- **Work to complete**
The required output is the exact run of lines below that opens at the line with "Improve documentation on r?" and closes at the line with "files you touch.".
[Information shown — start]
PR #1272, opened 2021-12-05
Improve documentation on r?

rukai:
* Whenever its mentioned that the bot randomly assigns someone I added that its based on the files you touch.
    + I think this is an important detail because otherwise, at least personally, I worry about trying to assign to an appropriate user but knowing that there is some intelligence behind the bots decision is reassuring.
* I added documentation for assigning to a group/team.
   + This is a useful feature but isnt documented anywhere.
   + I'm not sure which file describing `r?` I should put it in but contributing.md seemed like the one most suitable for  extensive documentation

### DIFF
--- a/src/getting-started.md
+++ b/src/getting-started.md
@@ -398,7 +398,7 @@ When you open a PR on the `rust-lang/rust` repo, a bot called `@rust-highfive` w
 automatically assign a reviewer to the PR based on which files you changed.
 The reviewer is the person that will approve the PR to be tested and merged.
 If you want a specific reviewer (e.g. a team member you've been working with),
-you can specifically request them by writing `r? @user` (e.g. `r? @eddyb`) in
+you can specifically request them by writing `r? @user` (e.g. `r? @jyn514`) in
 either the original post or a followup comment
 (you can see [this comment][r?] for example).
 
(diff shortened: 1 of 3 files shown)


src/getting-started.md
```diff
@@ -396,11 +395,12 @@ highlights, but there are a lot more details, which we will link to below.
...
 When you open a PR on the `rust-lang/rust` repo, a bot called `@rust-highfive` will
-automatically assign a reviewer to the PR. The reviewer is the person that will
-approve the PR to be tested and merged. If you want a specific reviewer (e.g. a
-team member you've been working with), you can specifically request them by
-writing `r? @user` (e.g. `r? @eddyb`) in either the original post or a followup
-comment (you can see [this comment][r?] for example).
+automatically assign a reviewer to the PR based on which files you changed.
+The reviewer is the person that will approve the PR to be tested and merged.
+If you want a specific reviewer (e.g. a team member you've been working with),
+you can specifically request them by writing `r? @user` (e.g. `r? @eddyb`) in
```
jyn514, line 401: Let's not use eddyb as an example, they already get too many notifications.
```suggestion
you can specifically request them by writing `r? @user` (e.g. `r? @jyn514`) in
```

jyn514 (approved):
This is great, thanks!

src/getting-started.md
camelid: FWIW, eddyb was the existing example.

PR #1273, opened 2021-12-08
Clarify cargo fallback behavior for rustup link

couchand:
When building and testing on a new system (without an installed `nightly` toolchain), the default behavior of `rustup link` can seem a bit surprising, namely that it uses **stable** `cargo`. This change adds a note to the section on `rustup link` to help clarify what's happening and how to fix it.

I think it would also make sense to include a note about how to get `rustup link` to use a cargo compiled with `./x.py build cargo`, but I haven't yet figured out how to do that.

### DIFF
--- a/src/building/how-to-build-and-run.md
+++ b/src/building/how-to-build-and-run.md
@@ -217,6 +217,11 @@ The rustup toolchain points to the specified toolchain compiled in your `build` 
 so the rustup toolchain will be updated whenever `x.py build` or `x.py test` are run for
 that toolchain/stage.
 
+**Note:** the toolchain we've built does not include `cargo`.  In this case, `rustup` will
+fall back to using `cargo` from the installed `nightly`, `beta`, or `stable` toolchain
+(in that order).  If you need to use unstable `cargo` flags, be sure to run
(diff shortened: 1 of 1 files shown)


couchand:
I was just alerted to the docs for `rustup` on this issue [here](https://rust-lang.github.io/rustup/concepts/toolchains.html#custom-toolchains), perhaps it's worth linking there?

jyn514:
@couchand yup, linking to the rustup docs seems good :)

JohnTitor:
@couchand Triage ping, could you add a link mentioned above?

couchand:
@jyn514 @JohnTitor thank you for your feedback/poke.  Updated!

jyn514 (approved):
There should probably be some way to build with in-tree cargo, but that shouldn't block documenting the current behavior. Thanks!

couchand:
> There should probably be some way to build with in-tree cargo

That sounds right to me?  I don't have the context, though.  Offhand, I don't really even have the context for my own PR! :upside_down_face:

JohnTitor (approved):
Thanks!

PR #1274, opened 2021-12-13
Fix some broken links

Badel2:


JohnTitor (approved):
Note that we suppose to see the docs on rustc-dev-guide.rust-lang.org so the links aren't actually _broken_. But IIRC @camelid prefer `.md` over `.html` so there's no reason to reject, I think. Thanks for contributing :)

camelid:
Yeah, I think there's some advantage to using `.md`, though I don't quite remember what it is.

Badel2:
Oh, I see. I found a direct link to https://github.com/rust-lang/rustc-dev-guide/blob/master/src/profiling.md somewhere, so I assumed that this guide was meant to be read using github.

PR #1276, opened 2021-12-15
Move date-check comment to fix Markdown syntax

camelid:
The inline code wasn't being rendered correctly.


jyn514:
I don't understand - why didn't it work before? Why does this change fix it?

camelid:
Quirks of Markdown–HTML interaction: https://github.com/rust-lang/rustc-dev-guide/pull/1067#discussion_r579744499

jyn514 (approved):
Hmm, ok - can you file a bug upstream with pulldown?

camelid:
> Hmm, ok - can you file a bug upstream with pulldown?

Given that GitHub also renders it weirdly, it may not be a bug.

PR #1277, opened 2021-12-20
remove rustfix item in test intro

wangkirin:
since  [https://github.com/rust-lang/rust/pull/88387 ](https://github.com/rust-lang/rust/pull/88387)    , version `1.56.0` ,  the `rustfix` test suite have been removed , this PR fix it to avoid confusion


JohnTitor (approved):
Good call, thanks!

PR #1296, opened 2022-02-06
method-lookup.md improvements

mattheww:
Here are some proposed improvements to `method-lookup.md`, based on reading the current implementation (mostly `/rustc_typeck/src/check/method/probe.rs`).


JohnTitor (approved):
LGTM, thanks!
[Information shown — finish]
- **Your response**
Improve documentation on r?

rukai:
* Whenever its mentioned that the bot randomly assigns someone I added that its based on the files you touch.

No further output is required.